Ampleur et dynamique de l’endettement en Belgique et dans la zone euro

Article publié dans la Revue économique de juin 2013

La crise financière actuelle a une fois de plus démontré que la procyclicité inhérente à l'octroi de crédits peut donner lieu à des cycles financiers susceptibles d'avoir un impact substantiel sur l’économie réelle. En période de boom processus auto-amplificateur de hausse des prix des actifs, d’assouplissement de l'octroi de crédits et d’augmentation de l'endettement , il se constitue des déséquilibres tellement importants qu'il s'ensuit un bust sous la forme d'un cercle vicieux de baisse des prix des actifs, de durcissement de la politique d’octroi de crédits, et de réduction du taux d'endettement. Bien qu’une expansion du crédit ne débouche pas systématiquement sur un bust, un taux d'endettement excessif ou une accumulation excessive de dettes sont généralement de nature à peser lourdement lors du revirement. Le retournement de tendance s'accompagne bien souvent d'une crise financière qui non seulement menace la stabilité financière mais débouche par ailleurs sur une récession longue et profonde.

Dans ce contexte, le présent article analyse l'ampleur et la dynamique du taux d'endettement des différents secteurs non financiers en Belgique et dans la zone euro.

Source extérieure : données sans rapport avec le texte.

PR #1731, opened 2021-01-25
t-SNE Model Understanding

### LINKED ISSUE #1709: Integrate t-SNE into Model Understanding
We'd like to be able to leverage t-SNE as a tool for visualizing high dimensional data into `model_understanding`.

https://scikit-learn.org/stable/modules/generated/sklearn.manifold.TSNE.html

ParthivNaresh:
Fixes #1709


chukarsten (changes requested):
I think all this looks good to me.  I'm not 100% clear on tsne, but it looks like dimensionality reduction and when I .show()'ed the figs it seemed consistent.  

One thing that other graph tests have done is test that the underlying algorithm's data is present in the fig_dict.  ala `fig_dict_data['data'][0]['values'] == tsne(params)` I think just to be consistent with the others you should probably throw that in here.  Everything else looks excellent.

evalml/model_understanding/graphs.py
```diff
@@ -890,3 +891,59 @@ def graph_prediction_vs_actual_over_time(pipeline, X, y, dates):
                         yaxis={'title': 'Target Values and Predictions'})
 
     return _go.Figure(data=data, layout=layout)
+
+
+def t_sne(X, n_components=2, perplexity=30.0, learning_rate=200.0, metric='euclidean'):
+    """Get the transformed output after fitting X to the embedded space.
+
+     Arguments:
+        X (ww.DataTable, pd.DataFrame): Features.
```
bchen1116, line 900: If you accept ww.DataTable as X input, you should convert `to_dataframe()` before you call TSNE, otherwise it throws an error. 
image

evalml/model_understanding/graphs.py
```diff
@@ -890,3 +891,59 @@ def graph_prediction_vs_actual_over_time(pipeline, X, y, dates):
...
+        local minimum, increasing the learning rate may help.
+        metric (str, optional): The metric to use when calculating distance between instances in a feature array.
+        marker_line_width (int, optional): Determines the line width of the marker boundary.
+        marker_size (int, optional): Determines the size of the marker.
+
+    Returns:
+        np.ndarray (n_samples, n_components)
+
+    """
+    X = X.to_dataframe() if isinstance(X, ww.DataTable) else np.array(X)
```
bchen1116, line 934: So we either pass in a numpy array or a pandas dataframe? What if we just call `_convert_to_woodwork_type` and `_convert_woodwork_types_wrapper`, like we do in components, in order to handle the multiple input types?

evalml/model_understanding/graphs.py
```diff
@@ -890,3 +891,59 @@ def graph_prediction_vs_actual_over_time(pipeline, X, y, dates):
...
+
+    Returns:
+        np.ndarray (n_samples, n_components)
+    """
+    t_sne_ = TSNE(n_components=n_components, perplexity=perplexity, learning_rate=learning_rate, metric=metric)
+    X_new = t_sne_.fit_transform(X)
+    return X_new
+
+
+def graph_t_sne(X, n_components=2, perplexity=30.0, learning_rate=200.0, metric='euclidean', marker_line_width=2, marker_size=7):
```
bchen1116, line 916: Not sure if I'm missing something, but I don't see anything graphed in both my Jupyter notebook and jupyter lab, even after I run `make installdeps`. 
image

Are you able to get it to show in both notebook and lab? Can you post a screenshot of the resulting graph?
Also, it takes over a minute to finish this method, whereas `t_sne` was fairly quick. Is this the same for you?

evalml/model_understanding/graphs.py
```diff
@@ -890,3 +891,59 @@ def graph_prediction_vs_actual_over_time(pipeline, X, y, dates):
                         yaxis={'title': 'Target Values and Predictions'})
 
     return _go.Figure(data=data, layout=layout)
+
+
+def t_sne(X, n_components=2, perplexity=30.0, learning_rate=200.0, metric='euclidean'):
```
bchen1116, line 896: not sure if necessary, but might be useful to either add that this only supports numeric data, or have an error thrown if a user tries to pass in non-numeric data, just so the error message they get is coming form evalml rather than sklearn.

evalml/tests/model_understanding_tests/test_graphs.py
```diff
@@ -1417,3 +1418,18 @@ def test_visualize_decision_trees(fitted_tree_estimators, tmpdir):
     src = visualize_decision_tree(estimator=est_reg, filled=True, max_depth=2)
     assert src.format == 'pdf'
     assert isinstance(src, graphviz.Source)
+
+
+def test_t_sne():
```
bchen1116, line 1423: can you add tests changing the values of the other `graph_t_sne` and `t_sne` parameters? and seeing if those will still work as we expect?

bchen1116 (commented):
Left a few comments. Main issue is that I can't graph and see what the graph looks like. Also, would be nice to add this to the `api_references.rst` doc and `model_understanding.ipynb` so when we release this, users can see the docs and see the usage.

evalml/model_understanding/graphs.py
ParthivNaresh: @bchen1116 Should look something like this, and I'm able to get the results instantly but I'm also using a small dataset. I'm sure the time increases exponentially with the dataset size

Screen Shot 2021-01-26 at 1 22 23 PM

chukarsten (approved):
LGTM

evalml/model_understanding/graphs.py
```diff
@@ -890,3 +891,73 @@ def graph_prediction_vs_actual_over_time(pipeline, X, y, dates):
...
+        import_or_raise("ipywidgets", warning=True)
+
+    if not marker_line_width >= 0:
+        raise ValueError("The parameter marker_line_width must be non-negative")
+    if not marker_size >= 0:
+        raise ValueError("The parameter marker_size must be non-negative")
+
+    X_embedded = t_sne(X, n_components=n_components, perplexity=perplexity, learning_rate=learning_rate, metric=metric, **kwargs)
+
+    xx, yy = np.meshgrid(X, X)
```
freddyaboulton, line 952: This doesn't work as expected if X is a Data Table. This causes a stack trace in line `marker_color=color`. I vote we get rid of this if it's only used for `marker_color` though. 

image

evalml/model_understanding/graphs.py
```diff
@@ -890,3 +891,73 @@ def graph_prediction_vs_actual_over_time(pipeline, X, y, dates):
...
+    t_sne_ = TSNE(n_components=n_components, perplexity=perplexity, learning_rate=learning_rate, metric=metric, **kwargs)
+    X_new = t_sne_.fit_transform(X)
+    return X_new
+
+
+def graph_t_sne(X, n_components=2, perplexity=30.0, learning_rate=200.0, metric='euclidean', marker_line_width=2, marker_size=7, **kwargs):
+    """Visualization tool for high dimensional data.
+
+    Arguments:
+        X (np.ndarray, pd.DataFrame, ww.DataTable): Data to be transformed.
```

En raison de l'accélération considérable de l'endettement du secteur privé comme du secteur public au cours de la décennie écoulée, le taux d'endettement brut total consolidé du secteur non financier se situe, tant pour la Belgique que pour la zone euro, à un niveau historiquement élevé. Pour la Belgique, il est passé de 224 % du PIB au début de 1999 à 249 % du PIB à la fin de 2012, et pour la zone euro de 173 % du PIB à 233 % du PIB. L’ampleur de la dette et l'accélération de l'endettement due en grande partie à l’accès aisé à un financement bon marché, à la hausse des prix des logements et à la vive progression des investissements en capital fixe diffèrent toutefois fortement d'un pays à l'autre ainsi qu’en fonction du secteur. À la fin de 2012, le taux d'endettement des ménages belges était toujours inférieur à celui de la zone euro, même si l'écart s'est réduit au cours des dernières années. Le taux d'endettement consolidé des sociétés non financières belges a lui aussi augmenté plus sensiblement qu'en moyenne dans la zone euro, mais cet accroissement est essentiellement imputable aux crédits octroyés par des sociétés non financières étrangères liées à des entreprises en Belgique, phénomène qui s'explique par la présence importante de holdings non financiers et de sociétés de financement d'entreprises multinationales. S'agissant de la dette publique, les résultats de la Belgique sont moins bons: même si le taux d'endettement n'a pas augmenté fortement, il dépasse toujours la moyenne de la zone euro.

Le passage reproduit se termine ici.